_PROBLEM DETAILS_
Gather every line in the records below that contains the word "there".

_AVAILABLE DATA_

PR #876, opened 2023-11-30
Remove local_env capability

cjeanner:
Nested virtualization has bitten us far too many times. With the
reproducer and associated new layout, plus the containerized
ci-framework, there is no actual use for the local_env.

- [x] Removing a deprecated feature and related code.


raukadah (commented):
@cjeanner We also need to drop it from https://github.com/openstack-k8s-operators/ci-framework/blob/f02b07ab5e37f61e6ce9d7cc6757e295af8803c8/ci/playbooks/dev-workflow.yml#L25 .

raukadah (approved):
/approve

PR #880, opened 2023-12-01
Pull tempest from content provider

raukadah:
This pr adds more zuul return vars to openstack content provider job so that we can fetch tag and registry url for pulling tempest container.

It will help to test proper tempest container in content provider job.


cjeanner:
/approve

wondering if our ci playbooks may leverage the "run_hook" role.

raukadah:
> /approve
> 
> wondering if our ci playbooks may leverage the "run_hook" role.

Not sure about that, I am thinking to use run_test role (which I was working on in the past) to run these ci playbooks and keep only one run.yml playbook to execute the nested playbook from there.

raukadah:
Closing currently, will revisit later.

PR #882, opened 2023-12-01
Set default network vals on the base job

rlandy:
In order to be able to run the same job
on any cloud provider, the values required to
use that provider must be able to be vary.

This PR allows for setting the cloud name,
mtus and router_net as specified in cloud
secrets.

  - [x] README in the role

### DIFF
--- a/zuul.d/adoption.yaml
+++ b/zuul.d/adoption.yaml
@@ -41,10 +41,12 @@
       cifmw_use_libvirt: true
       cifmw_use_crc: false
       cifmw_zuul_target_host: controller
+      crc_ci_bootstrap_cloud_name: "{{ nodepool.cloud | replace('-nodepool-tripleo','') }}"
       crc_ci_bootstrap_networking:
         networks:
           default:
-            mtu: 1500
+            mtu: "{{ ('ibm' in nodepool.cloud) | ternary('1440', '1500') }}"
+            router_net: "{{ ('ibm' in nodepool.cloud) | ternary('hostonly', 'public') }}"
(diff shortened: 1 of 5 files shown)


viroel:
ok, this looks a good solution
as mentioned in review call, we are missing the same for hci (3compute) jobs:
https://github.com/openstack-k8s-operators/ci-framework/blob/6a0e021a955332078412d2d593585038839c1e2c/zuul.d/edpm_multinode.yaml#L25

So you may want to add it in another PR or update this one? 
Otherwise, I think that hci jobs will fail if get scheduled to IBM?

rlandy:
@viroel will update with the HCI job

cescgina:
lgtm

marios (commented):
looks good but why are there 2 commits

rebtoor:
> looks good but why are there 2 commits

The second commit is a merge commit, let's see if I can get rid of it so the PR can be merged safely :)

cescgina:
Adoption failure seems unrelated:
`"stderr": "+ oc login -u kubeadmin -p 123456789\nError from server (InternalError): Internal error occurred: unexpected response: 400"`
https://review.rdoproject.org/zuul/build/d4787177796848d0a8ab074bf7d094a5/log/controller/data-plane-adoption-tests-repo/data-plane-adoption/tests/logs/test_with_ceph_out_2023-12-22T05:14:26EST.log#443

pablintino:
recheck

pablintino:
We have clean greens for both of each failed Zuul jobs, adoption and kuttl in different runs

PR #883, opened 2023-12-04
Add cifmw-base-minimal base job for running nested ansible calls

raukadah:
This job will be helpful to run hive standalone playbook in downstream. It does not need to clone multiple projects. We just need to setup the ci-framework environment, populate zuul vars at one place and run the standalone playbook.


cjeanner:
Do we intend to inherits from this base job upstream as well?

raukadah:
recheck

raukadah:
> Do we intend to inherits from this base job upstream as well?

Yes, I have updated the pr to use the same job in content provider.

viroel:
/lgtm

agree, that's the minimum to run nested playbook jobs. Should be good to merge.

Issue #761, opened 2023-11-02
Consider using --system-site-packages during venv


gibizer:
Adding --system-site-packages to the venv command allows to use the python packages from the host if they are not installed in the venv (venv packages still take preference). For example python3-firewall is installed on the hypervisor but at the moment I did not found a way to install it in the venv (pypi firewall package is a different package!)

This is just a WA for deploying locally on the hypervisor. In general --system-site-packages should be avoided as it makes the system dependent on python packages installed on the host.

https://github.com/openstack-k8s-operators/ci-framework/blob/9a0f52d3b0781eeeb842073b3d0dd693ce12d78e/scripts/setup_env#L74-L76

PR #889, opened 2023-12-04
[WIP] debuging venv command seams to behave diffently on fedora 39

SeanMooney:


ci_framework/roles/repo_setup/tasks/install.yml
```diff
@@ -26,7 +26,7 @@
   ansible.builtin.pip:
     virtualenv: "{{ cifmw_repo_setup_basedir }}/venv"
     requirements: "{{ cifmw_repo_setup_basedir }}/tmp/repo-setup/requirements.txt"
-    virtualenv_command: "python3 -m venv"
```
SeanMooney, line 29: with pip 23.3 from /usr/lib/python3/dist-packages/pip (python 3.11)
"python3 -m venv" results in a venv with no packages installed.

so on fedora 39 this venv does not have setuptools installed 

so cmd: "{{ cifmw_repo_setup_basedir }}/venv/bin/python setup.py install" below fails.

i am currently hitting this on a downstream system that currently cant boot with rhel 9 or centos 9 stream. it looks like a issue with either the relevant kernel or the relvent internal images so I'm currently using fedora 39 as a workaround.

SeanMooney: oh i didnt know gibi had filed that yes ill mention that here.
this should also work with centos 9 stream or rhel 9.

the delta seams to be that on newer systems venv just does not include setuptools by default so that is why we only see this failing there.

cjeanner:
/approve

fixes #761

PR #890, opened 2023-12-05
Fix the path for cifmw_openshift_kubeconfig

raukadah:
In extracted crc jobs, the location of kubeconfig file is `~/.kube/config` on the controller. Let's use this one.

_YOUR SOLUTION_
ci-framework, there is no actual use for the local_env.
Not sure about that, I am thinking to use run_test role (which I was working on in the past) to run these ci playbooks and keep only one run.yml playbook to execute the nested playbook from there.
looks good but why are there 2 commits
> looks good but why are there 2 commits
the delta seams to be that on newer systems venv just does not include setuptools by default so that is why we only see this failing there.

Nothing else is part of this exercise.